Завтрак и обед уже миновали. До ужина полтора часа.
Лежим одетые, под одеялами, навалив сверху кучу тряпья. Разговариваем, конечно, о еде. Время от времени кладем на язык солинку: все-таки легче.
Если картошку посыпать гусиными шкварками и полить оставшимся жиром…
А борщ лучше варить густой, чтобы ложка стояла. Но я не согласен. Жижа нужна тоже — она сладкая и душистая, как пасхальное вино.
Впрочем, такие беседы мы вели месяц назад. А сейчас говорим только о хлебе. Целый вечер.

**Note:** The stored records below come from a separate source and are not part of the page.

PR #673, opened 2018-05-07
Verifying transactions in a thread pool. [ECR-225]

andreyluchin:
### First attempt of parallelizing transaction verification
Note that this is still a prototype in an uncompilable state.

Workflow looks something like this:

1. Thread pool is created at node launch and loaded with a `for_each` future for a pool channel.
2. Transaction is received by the node.
3. `InternalRequest::VerifyTx(tx)` is send asynchronously to verify transaction.
4. Once request has been received by `InternalPart` the transaction is, again asynchronously, sent to the Thread Pool.
5. Once the Thread Pool receives the transaction and successfully verifies it, it composes and sends `InternalEvent::TxVerified` event.
6. Event is handled by `NodeHandler` - adds transaction to the transaction pool.

### New dependency
A new dependency is introduced - `tokio_threadpool`. This a subject of change during the current evolution of the `tokio` and `future` crates.

### Thoughts on its efficiency
While working on this task I found some problems with this approach that make me doubt that parallelization is going to be efficient.
#### Problem 1
Sending a request, sending to thread pool, handling `TxVerified` event - all happen asynchronously in a single thread tokio runtime. Because of this, it seems that a big portion of transaction being in the verification process is spent waiting for these async tasks to get executed by the given runtime. In an ideal world little to no time of the main thread should be spent on waiting on such things. However, I didn't find a way to make that real in the current Exonum's async architecture.
#### Problem 2
If the Thread Pool becomes full, sending a `VerifyTx` request becomes blocking. This means that the main thread will wait roughly T/N (+ synchronization time) where T is the time it takes for tx to get verified and N is number of worker threads in the Thread Pool. This means that there should be at least 2 threads in the Pool.

### DIFF
--- a/CHANGELOG.md
+++ b/CHANGELOG.md
@@ -61,6 +61,10 @@ The project adheres to [Semantic Versioning](http://semver.org/spec/v2.0.0.html)
 - Now nodes will switch to `min_propose_timeout` for block proposal timeout
   faster if they receive more than `propose_timeout_threshold` transactions
   during `max_propose_timeout`. (#844)
+### Internal Improvements
+
+#### exonum
+- Transactions are now verified in a thread pool. (#673)
 
 - Custom log formatting (along with `colored` and `term` dependencies) has been
   removed in favor of `env_logger`. (#857).
@@ -297,7 +301,6 @@ The project adheres to [Semantic Versioning](http://semver.org/spec/v2.0.0.html)
 
 - Maintenance CLI command for node management has been added. Currently the only
   supported command is `clear-cache` which clears node message cache. (#676)
-- Transactions are now verified in a thread pool. (#673)
 
 - `StoredConfiguration` validation has been extended with `txs_block_limit`
   parameter check. (#690)
--- a/CHANGELOG.md
+++ b/CHANGELOG.md
@@ -71,6 +71,7 @@ The project adheres to [Semantic Versioning](http://semver.org/spec/v2.0.0.html)
   removed in favor of `env_logger`. (#857).
 
 - Several dependencies have been updated. (#861)
+
 - Transactions are now verified in a thread pool. Thread pool size is set to
   optimal value by default (CPU count) or can be configured manually. (#673)
 
--- a/CHANGELOG.md
+++ b/CHANGELOG.md
@@ -64,6 +64,7 @@ The project adheres to [Semantic Versioning](http://semver.org/spec/v2.0.0.html)
 ### Internal Improvements
 
 #### exonum
+
 - Transactions are now verified in a thread pool. (#673)
 
 - Custom log formatting (along with `colored` and `term` dependencies) has been
--- a/CHANGELOG.md
+++ b/CHANGELOG.md
@@ -43,6 +43,9 @@ The project adheres to [Semantic Versioning](http://semver.org/spec/v2.0.0.html)
 #### exonum
 
 - Bug with pool size overflow has been fixed. (#853)
+- Transactions (signature) verification benchmark has been fixed. (#673)
+- Node no longer panics when transaction pool has a lot of transactions and
+  consensus is at round 0. (#673)
 
 ### Internal Improvements
 
@@ -61,16 +64,13 @@ The project adheres to [Semantic Versioning](http://semver.org/spec/v2.0.0.html)
 - Now nodes will switch to `min_propose_timeout` for block proposal timeout
   faster if they receive more than `propose_timeout_threshold` transactions
   during `max_propose_timeout`. (#844)
-### Internal Improvements
-
-#### exonum
-
-- Transactions are now verified in a thread pool. (#673)
 
 - Custom log formatting (along with `colored` and `term` dependencies) has been
   removed in favor of `env_logger`. (#857).
 
 - Several dependencies have been updated. (#861)
+- Transactions are now verified in a thread pool. Thread pool size is set to
+  optimal value by default (CPU count) or can be configured manually (#673)
 
 ## 0.9.1 - 2018-08-02
 
--- a/CHANGELOG.md
+++ b/CHANGELOG.md
@@ -297,6 +297,7 @@ The project adheres to [Semantic Versioning](http://semver.org/spec/v2.0.0.html)
 
 - Maintenance CLI command for node management has been added. Currently the only
   supported command is `clear-cache` which clears node message cache. (#676)
+- Transactions are now verified in a thread pool. (#673)
 
 - `StoredConfiguration` validation has been extended with `txs_block_limit`
   parameter check. (#690)
--- a/CHANGELOG.md
+++ b/CHANGELOG.md
@@ -43,7 +43,9 @@ The project adheres to [Semantic Versioning](http://semver.org/spec/v2.0.0.html)
 #### exonum
 
 - Bug with pool size overflow has been fixed. (#853)
+
 - Transactions (signature) verification benchmark has been fixed. (#673)
+
 - Node no longer panics when transaction pool has a lot of transactions and
   consensus is at round 0. (#673)
 
@@ -70,7 +72,7 @@ The project adheres to [Semantic Versioning](http://semver.org/spec/v2.0.0.html)
 
 - Several dependencies have been updated. (#861)
 - Transactions are now verified in a thread pool. Thread pool size is set to
-  optimal value by default (CPU count) or can be configured manually (#673)
+  optimal value by default (CPU count) or can be configured manually. (#673)
 
 ## 0.9.1 - 2018-08-02
 
--- a/exonum/Cargo.toml
+++ b/exonum/Cargo.toml
@@ -45,6 +45,7 @@ chrono = { version = "=0.4.5", features = ["serde"] }
 uuid = { version = "=0.6.5", features = ["serde"] }
 snow = "=0.3.1"
 rust_decimal = "=0.9.1"
+tokio-threadpool = "0.1.2"
 
 exonum_rocksdb = "0.7.4"
 exonum_sodiumoxide = { version = "0.0.20", optional = true }
--- a/exonum/Cargo.toml
+++ b/exonum/Cargo.toml
@@ -39,13 +39,13 @@ tokio-core = "=0.1.17"
 tokio-io = "=0.1.7"
 tokio-retry = "=0.2.0"
 tokio-timer = "=0.1.2"
+tokio-threadpool = "=0.1.5"
 failure = "0.1.2"
 os_info = "1.0.1"
 chrono = { version = "=0.4.5", features = ["serde"] }
 uuid = { version = "=0.6.5", features = ["serde"] }
 snow = "=0.3.1"
 rust_decimal = "=0.9.1"
-tokio-threadpool = "0.1.5"
 
 exonum_rocksdb = "0.7.4"
 exonum_sodiumoxide = { version = "0.0.20", optional = true }
--- a/exonum/Cargo.toml
+++ b/exonum/Cargo.toml
@@ -40,6 +40,7 @@ tokio-io = "=0.1.7"
 tokio-retry = "=0.2.0"
 tokio-timer = "=0.1.2"
 tokio-threadpool = "=0.1.5"
+tokio-executor = "=0.1.3"
 failure = "0.1.2"
 os_info = "1.0.1"
 chrono = { version = "=0.4.5", features = ["serde"] }
--- a/exonum/Cargo.toml
+++ b/exonum/Cargo.toml
@@ -45,7 +45,7 @@ chrono = { version = "=0.4.5", features = ["serde"] }
 uuid = { version = "=0.6.5", features = ["serde"] }
 snow = "=0.3.1"
 rust_decimal = "=0.9.1"
-tokio-threadpool = "0.1.2"
+tokio-threadpool = "0.1.5"
 
 exonum_rocksdb = "0.7.4"
 exonum_sodiumoxide = { version = "0.0.20", optional = true }
--- a/exonum/benches/criterion/transactions.rs
+++ b/exonum/benches/criterion/transactions.rs
@@ -30,8 +30,7 @@ use exonum::{
         Blockchain, ExecutionResult, GenesisConfig, Service, SharedNodeState, Transaction,
         TransactionSet, ValidatorKeys,
     },
-    crypto::{self, Hash, PublicKey},
-    encoding,
+    crypto::{self, Hash, PublicKey}, encoding,
     events::{
         error::other_error, Event, EventHandler, HandlerPart, InternalEvent, InternalPart,
         NetworkEvent,
@@ -203,8 +202,7 @@ impl TransactionsBenchmarkRunner {
         };
         // Emulates transactions from the network.
         let socket_addr = handler_part.handler.inner().system_state.listen_address();
-        let transactions = self
-            .transactions
+        let transactions = self.transactions
             .into_iter()
             .map(|raw| NetworkEvent::MessageReceived(socket_addr, raw))
             .collect::<Vec<_>>();
--- a/exonum/benches/criterion/transactions.rs
+++ b/exonum/benches/criterion/transactions.rs
@@ -31,7 +31,7 @@ use exonum::{
         TransactionSet, ValidatorKeys,
     },
     crypto::{self, Hash, PublicKey}, encoding,
-    events::{error::other_error, Event, EventHandler, HandlerPart, NetworkEvent},
+    events::{error::other_error, Event, EventHandler, HandlerPart, NetworkEvent, InternalEvent},
     messages::{Message, RawTransaction},
     node::{
         ApiSender, Configuration, ConnectList, DefaultSystemState, ListenerConfig, NodeApiConfig,
--- a/exonum/benches/criterion/transactions.rs
+++ b/exonum/benches/criterion/transactions.rs
@@ -108,7 +108,7 @@ impl TransactionsHandler {
 
 impl EventHandler for TransactionsHandler {
     fn handle_event(&mut self, event: Event) {
-        let is_transaction = if let Event::Network(NetworkEvent::MessageReceived(..)) = event {
+        let is_transaction = if let Event::Internal(InternalEvent::TxVerified(_)) = event {
             true
         } else {
             false
--- a/exonum/benches/criterion/transactions.rs
+++ b/exonum/benches/criterion/transactions.rs
@@ -199,6 +199,7 @@ impl TransactionsBenchmarkRunner {
         let internal_part = InternalPart {
             internal_tx: self.channel.internal_events.0,
             internal_requests_rx: self.channel.internal_requests.1,
+            thread_pool_size: None,
         };
         // Emulates transactions from the network.
         let socket_addr = handler_part.handler.inner().system_state.listen_address();
@@ -255,6 +256,7 @@ impl TransactionsBenchmarkRunner {
             mempool: Default::default(),
             services_configs: Default::default(),
             database: Default::default(),
+            thread_pool_size: Default::default(),
         }
     }
 }
--- a/exonum/benches/criterion/transactions.rs
+++ b/exonum/benches/criterion/transactions.rs
@@ -12,7 +12,7 @@
 // See the License for the specific language governing permissions and
 // limitations under the License.
 
-const TRANSACTIONS_COUNT: usize = 40_000;
+const TRANSACTIONS_COUNT: usize = 100_000;
 const SAMPLE_SIZE: usize = 3;
 
 use criterion::{
@@ -30,8 +30,12 @@ use exonum::{
         Blockchain, ExecutionResult, GenesisConfig, Service, SharedNodeState, Transaction,
         TransactionSet, ValidatorKeys,
     },
-    crypto::{self, Hash, PublicKey}, encoding,
-    events::{error::other_error, Event, EventHandler, HandlerPart, NetworkEvent, InternalEvent},
+    crypto::{self, Hash, PublicKey},
+    encoding,
+    events::{
+        error::other_error, Event, EventHandler, HandlerPart, InternalEvent, InternalPart,
+        NetworkEvent,
+    },
     messages::{Message, RawTransaction},
     node::{
         ApiSender, Configuration, ConnectList, DefaultSystemState, ListenerConfig, NodeApiConfig,
@@ -193,20 +197,27 @@ impl TransactionsBenchmarkRunner {
             network_rx: self.channel.network_events.1,
             api_rx: self.channel.api_requests.1,
         };
+        let internal_part = InternalPart {
+            internal_tx: self.channel.internal_events.0,
+            internal_requests_rx: self.channel.internal_requests.1,
+        };
         // Emulates transactions from the network.
         let socket_addr = handler_part.handler.inner().system_state.listen_address();
-        let transactions = self.transactions
+        let transactions = self
+            .transactions
             .into_iter()
             .map(|raw| NetworkEvent::MessageReceived(socket_addr, raw))
             .collect::<Vec<_>>();
         let network_thread = thread::spawn(move || {
-            Core::new()?
-                .run(
-                    tx_sender
-                        .send_all(stream::iter_ok(transactions))
-                        .map(drop)
-                        .map_err(drop),
-                )
+            let mut core = Core::new()?;
+            let handle = core.handle();
+            core.handle().spawn(
+                tx_sender
+                    .send_all(stream::iter_ok(transactions))
+                    .map(drop)
+                    .map_err(drop),
+            );
+            core.run(internal_part.run(handle))
                 .map_err(|_| other_error("An error in the `Network` thread occurred"))
         });
         // Drops unused channels.
@@ -215,7 +226,10 @@ impl TransactionsBenchmarkRunner {
         let mut core = Core::new()?;
         core.run(handler_part.run())
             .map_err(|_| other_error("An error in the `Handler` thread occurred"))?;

"Кто с хлебом слез своих не ел…"
Блики тускнеют, догорают ножки последнего стула.
"Ваня милый, Ваня мой,
Приходи ко мне домой.
Я тебя люблю,
Дров тебе куплю.
А дрова одна осина —
Не горят без керосина".
Стулья горят без керосина. Особенно, когда подбросишь книг.
Позавчера жгли серию "Золотая библиотека", пощадили "Серебряные коньки".
Вчера между дощечками пристроили мою любимую — "Сказки деда-всеведа". И четырехтомник Марка Твена. Но сперва подкладывали в огонь собрание сочинений Шеллера-Михайлова.